An abridged version of the founding statement of purpose is attached below.
The full statement is available here
We look forward to your participation and engagement.
Review of Keynesian Economics
Abridged Statement of the Founding Editors
"Economics and the economic crisis: The case for change"
It is widely recognized that economic crises can sometimes trigger enormous
change, both with regard to economic theory and the politics of governance.
Today, the global economy is struggling with the fall-out from the financial
crash of 2008 and the Great Recession of 2007-09. The economic crisis that
these events have generated, combined with the failure of the mainstream
economics profession, has again put the question of change on the table.
With regard to the economics profession, it stands significantly discredited
owing to its failure to foresee the recession and the financial crash; its
repeated over-optimistic forecasts of rapid recovery; and lack of
plausibility surrounding its attempts to explain events. Reasonable people
do not expect economists to predict the daily movements of the stock market,
but they do expect them to anticipate and explain major imminent economic
developments. On that score the profession failed catastrophically,
revealing fundamental theoretical inadequacies.
This intellectual failure has prompted us to launch the Review of Keynesian
Economics. At a time of journal proliferation some may wonder about the need
for another journal. We would respond there is a proliferation of journals
but that proliferation is essentially within one intellectual paradigm. As
such, it obscures the fact that the range of theoretical inquiry is actually
very narrow. A journal devoted to Keynesian economics is therefore needed
both to correct this narrowness and because events have once again confirmed
the profound relevance of Keynesian theory.
Reflection upon the intellectual history of macroeconomics over the past
seventy-five years can help to understand the current predicament and need
for this new journal. That history traces an arc, which first saw the
eclipse of classical macroeconomics by Keynesian macroeconomics, and then
saw the eclipse of Keynesian macroeconomics by a revived and re-tooled
The crisis associated with the Great Depression of the 1930s inspired John
Maynard Keynes to write The General Theory of Employment, Interest and
Money.
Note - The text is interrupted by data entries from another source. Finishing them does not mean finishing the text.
PR #6388, opened 2026-06-26
ui: Fix issue where headless tracks interfere with pinTrackByRegex command

### LINKED ISSUE #6253: Setting up startup commands can not show Thread of InputDispatcher
if I use the example command 
```
[
  {
    "id": "dev.perfetto.PinTracksByRegex",
    "args": [".*CPU [0-3].*"]
  }
]
```
Perfetto UI can  show pin Track well.

But I modify the command show the InputDispatcher
```
[
  {
    "id": "dev.perfetto.PinTracksByRegex",
    "args": [".*InputDispatcher.*"]
  }
]
```

It will can't show the Pin Track.

Image

stevegolton:
Pinning a track with children only pins that track only creates a shallow copy of the track - it doesn't pin the children as well. When using the pinTrackByRegex command, if a headless track matches that regex, the current algorithm pins that headless track but stops recursing its children.

This PR simply ignores all headless tracks when finding matching tracks, but still recurses their children.

Also add an option to show headless tracks, which can help with debugging.

Fixes: https://github.com/google/perfetto/issues/6253


ui/src/core_plugins/dev.perfetto.Timeline/index.ts
```diff
@@ -50,12 +50,22 @@ export default class TimelinePlugin implements PerfettoPlugin {
   }
 
   async onTraceLoad(trace: TraceImpl): Promise<void> {
+    const showHeadlessTracksSetting = trace.settings.register({
```
LalitMaganti: Shouldn't this be a flag?

LalitMaganti (approved):

ui/src/core_plugins/dev.perfetto.Timeline/index.ts
stevegolton: Yep, changed to a flag.

PR #6393, opened 2026-06-26
rust-sdk: Fix GPU counters example

### LINKED ISSUE #6323: Bug: Rust gpu_counters.rs example doesn't include timestamp for TracePacket
I have tried the example and noticed it doesn't show any GPU counter values in the PerfettoUI - GPU descriptors tracks are shown. Most likely reason is a missing timestamp in `TracePacket`.

https://github.com/google/perfetto/blob/e29c9cb0c575916522d88a0f92eb511db542a6a1/contrib/rust-sdk/perfetto-protos-gpu/examples/gpu_counters.rs#L126-L154

NOTE: Is there an official API to get the time (e.g. CLOCK_BOOTTIME) via the RUST SDK? I was forced to use the glibc crate to get this time. Alternatively I could have registered a "GPU clock" and use it instead.

I can fix it, but it would require to include the glibc crate and I am not sure what the guidelines regarding external dependencies are. 

CC @dreveman - FYI, because it is your code. I have already talked with @LalitMaganti about it.

dreveman:
Trace packets were missing timestamps.

Fixes #6323

### DIFF
--- a/contrib/rust-sdk/perfetto-protos-gpu/examples/gpu_counters.rs
+++ b/contrib/rust-sdk/perfetto-protos-gpu/examples/gpu_counters.rs
@@ -124,6 +124,7 @@ fn main() -> Result<(), Box<dyn Error>> {
                 }
             };
             ctx.add_packet(|packet: &mut TracePacket| {
+                packet.set_timestamp(start_time.elapsed().as_nanos() as u64);
                 packet.set_gpu_counter_event(|event: &mut GpuCounterEvent| {
                     for i in COUNTER_IDS.iter() {
                         event.set_counters(|counter: &mut GpuCounterEventGpuCounter| {


LalitMaganti (approved):

SergejIsbrecht:
The doc of `Instant::now` clearly describes the value returned as `CLOCK_MONOTONIC` on Linux

```
UNIX	[clock_gettime](https://pubs.opengroup.org/onlinepubs/9799919799/functions/clock_getres.html) with CLOCK_MONOTONIC
```
(https://doc.rust-lang.org/std/time/struct.Instant.html) 

I was under the impression, that the CLOCK must be `CLOCK_BOOTTIME`. 

```
Field 	Type 	Description
timestamp 	uint64 	The timestamp of the TracePacket.
By default this timestamps refers to the trace clock (CLOCK_BOOTTIME on Android). It can be overridden using a different timestamp_clock_id.
The clock domain definition in ClockSnapshot can also override:
- The unit (default: 1ns).
- The absolute vs delta encoding (default: absolute timestamp).
```

```
Field 	Type 	Description
timestamp_clock_id 	uint32 	Specifies the ID of the clock used for the TracePacket timestamp. Can be one of the built-in types from ClockSnapshot::BuiltinClocks, or a producer-defined clock id.
If unspecified and if no default per-sequence value has been provided via TracePacketDefaults, it defaults to BuiltinClocks::BOOTTIME.
```
(https://perfetto.dev/docs/reference/trace-packet-proto)

@LalitMaganti ,
Is passing `CLOCK_MONOTONIC` also ok, or does it depend on `timestamp_clock_id`?

LalitMaganti:
On Linux, CLOCK_MONOTONIC and CLOCK_BOOTTIME are really the same but on Android they will be different. We should probably set timestamp_clock_id to disambiguate and just make it really clear.

dreveman:
@SergejIsbrecht, this example is using neither clock right now. It's just using a relative timestamp for simplicity. In real code you might want to use something like what I do here: https://github.com/dreveman/perfetto-gpu-compute-injection/blob/main/perfetto-gpu-probes/src/poller.rs#L24

Or if your code is limited to Linux you can make it simpler and always use CLOCK_BOOTTIME.

We can update this example to be closer to what is recommended in a real program. I just made a minimal change to have a trace collected from this example load for now.

PR #6396, opened 2026-06-26
tp: inline traceconv conversion into the shell subcommands

LalitMaganti:
The `convert` subcommand used to rebuild an argv and hand it to
TraceconvMain. Call the trace_to_text functions directly instead.

While doing this, split the symbolization modes out of `convert`, which is
now only about turning a trace into another artifact:

  - bundle becomes a top-level subcommand.
  - symbolize and deobfuscate move under a new `util` subcommand.
  - profile and java_heap_profile stay in convert.

convert_helpers holds the stdin/stdout setup and the text-proto-to-binary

Keynes' theory had enormous influence both inside and outside the
academy, and his ideas on the importance of effective demand triggered a
remaking of macroeconomics that saw Keynesian theory displace classical
macroeconomic theory. After World War II, the Keynesian theoretical
revolution inspired new policy thinking that contributed to a twenty-five
year period of unprecedented prosperity, now widely referred to as "The
Golden Age" of capitalism or "The Age of Keynes". However, adherents of
classical macroeconomic theory never accepted the legitimacy of Keynesian
economics and they forged a counter-revolution that restored classical
macroeconomics. That counter-revolution has had grave consequences for
economic policy and society, and in the academy it narrowed the space for
economic thought by imposing an intellectual monopoly. The financial crisis
of 2008 and the accompanying Great Recession provide an opportunity to
re-open economic theory and economic policy.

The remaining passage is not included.